Transparency: Be clear about which clients and which side of any issue you represent, and when you have paid for endorsements, content or services. Identify who you are and what your affiliation is in any online conversation.
Personal and organizational responsibility: Be aware that you are responsible for any and content you create and transmit, including your opinions and use of content. Be aware that you represent both the firm you work for, and your firm’s clients, even when you are not explicitly commenting on business matters. Your three online “identities” are inextricable.
Confidentiality: Respect the confidentiality of clients and other sources of information. Don’t disclose information anonymously or use it for any other purpose than that for which it was provided.

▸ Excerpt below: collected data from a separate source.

Issue #3149, opened 2025-01-20
Error in protocol in client for "Client" named model.


SandPod:
### Describe the bug

If a model is created with the class name `Client`, errors are reported in the client generated protocol file reporting that the class is missing `toJson()` and `fromJson()`.

### To reproduce

1. Create a model with a class named client:

```yaml
class: Client
fields:
    name: String
```

2. Generate the project.

### Expected behavior

If `Client` needs to be reserved by the framework then a warning when generating the code should inform me that I need to change the name, if not, the code should generate without error.

### Library version

Serverpod version: 2.3.1
Dart version: 3.6.0

### Platform information

macOS: Sonoma 14.6.1

### How experienced are you with this library?

Expert - Experienced and comfortable with using this library in complex projects

### Are you interested in working on a PR for this?

- [ ] I want to work on this

PR #3288, opened 2025-03-06
fix: Fail early on invalid class and file names

nielsenko:
Some file and class names are not useful when defining models as they will conflict with other files and classes we generate.
In particular the file names:

- _client.dart_
- _endpoints.dart_
- _protocol.dart_

and the matching class names:

- **Client**
- **Endpoints**
- **Protocol**

We need to check for both as there are no guarantees that class and file names are aligned for models.

This PR adds extra validation so that `serverpod generate` will catch this, instead of generating invalid code.

We can get rid of these restrictions, but it will be a breaking change as it will impact the import paths used in client code.

fix: #3149

## Pre-launch Checklist

## Breaking changes

None. Trying to use these names would already leave your project in a broken state. This fix merely adds validation.

### DIFF
--- a/tools/serverpod_cli/lib/src/analyzer/models/validation/restrictions.dart
+++ b/tools/serverpod_cli/lib/src/analyzer/models/validation/restrictions.dart
@@ -156,7 +156,16 @@ class Restrictions {
       ];
     }
 
-    var reservedClassNames = const {'List', 'Set', 'Map', 'String', 'DateTime'};
+    const reservedClassNames = {
+      'List',
+      'Set',
+      'Map',
+      'String',
+      'DateTime',
+      'Client',
+      'Endpoints',
+      'Protocol',
+    };
     if (reservedClassNames.contains(className)) {
       return [
         SourceSpanSeverityException(
--- a/tools/serverpod_cli/test/analyzer/models/stateful_analyzer/model_validation/class_conflicts_test.dart
+++ b/tools/serverpod_cli/test/analyzer/models/stateful_analyzer/model_validation/class_conflicts_test.dart
@@ -1,4 +1,5 @@
 import 'package:serverpod_cli/analyzer.dart';
+import 'package:serverpod_cli/src/analyzer/code_analysis_collector.dart';
 import 'package:serverpod_cli/src/analyzer/models/stateful_analyzer.dart';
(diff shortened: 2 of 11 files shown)


tools/serverpod_cli/lib/src/analyzer/models/validation/restrictions.dart
```diff
@@ -156,7 +156,16 @@ class Restrictions {
       ];
     }
 
-    var reservedClassNames = const {'List', 'Set', 'Map', 'String', 'DateTime'};
+    const reservedClassNames = {
```
SandPod, line 159: Suggestion: Please add a test Clients Endpoints and Protocol in `model_types_test.dart`.

tools/serverpod_cli/test/analyzer/models/stateful_analyzer/model_validation/class_conflicts_test.dart
```diff
@@ -105,4 +106,32 @@ void main() {
       reason: 'Expected no errors but some were generated.',
     );
   });
+
+  for (var className in ['Client', 'Endpoints', 'Protocol']) {
```
SandPod, line 110: Comment: Aaah, the test was added here. Please consolidate this with the tests in `model_types_test.dart`.

SandPod (commented):
The changes look good! 👍 

Single comment around consolidating the location for the reserved keywords tests.

tools/serverpod_cli/test/analyzer/models/stateful_analyzer/model_validation/class_conflicts_test.dart
nielsenko: I have moved all tests to `model_types_test`.dart and aligned with the flat layout used there. We could consider doing the opposite? It is a _class_conflict_.

SandPod (approved):
LGTM! 🚀

tools/serverpod_cli/test/analyzer/models/stateful_analyzer/model_validation/class_conflicts_test.dart
SandPod: The way it is now looks good to me! 👍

Legality: Obey all copyright laws and other standards that apply to both the off- and on-line worlds.
Play by the rules: Adhere to the terms of service for any social media platform on which you interact, as well as any specific guidelines your firm may have in place. This includes not spamming databases, and respecting the usual ways to engage users online through official fan pages and groups.
Respect: Online, apply at least the minimum standards for offline courtesy, politeness and appropriateness. For example, don’t Tweet excessively, or use an overly personal tone in business communications.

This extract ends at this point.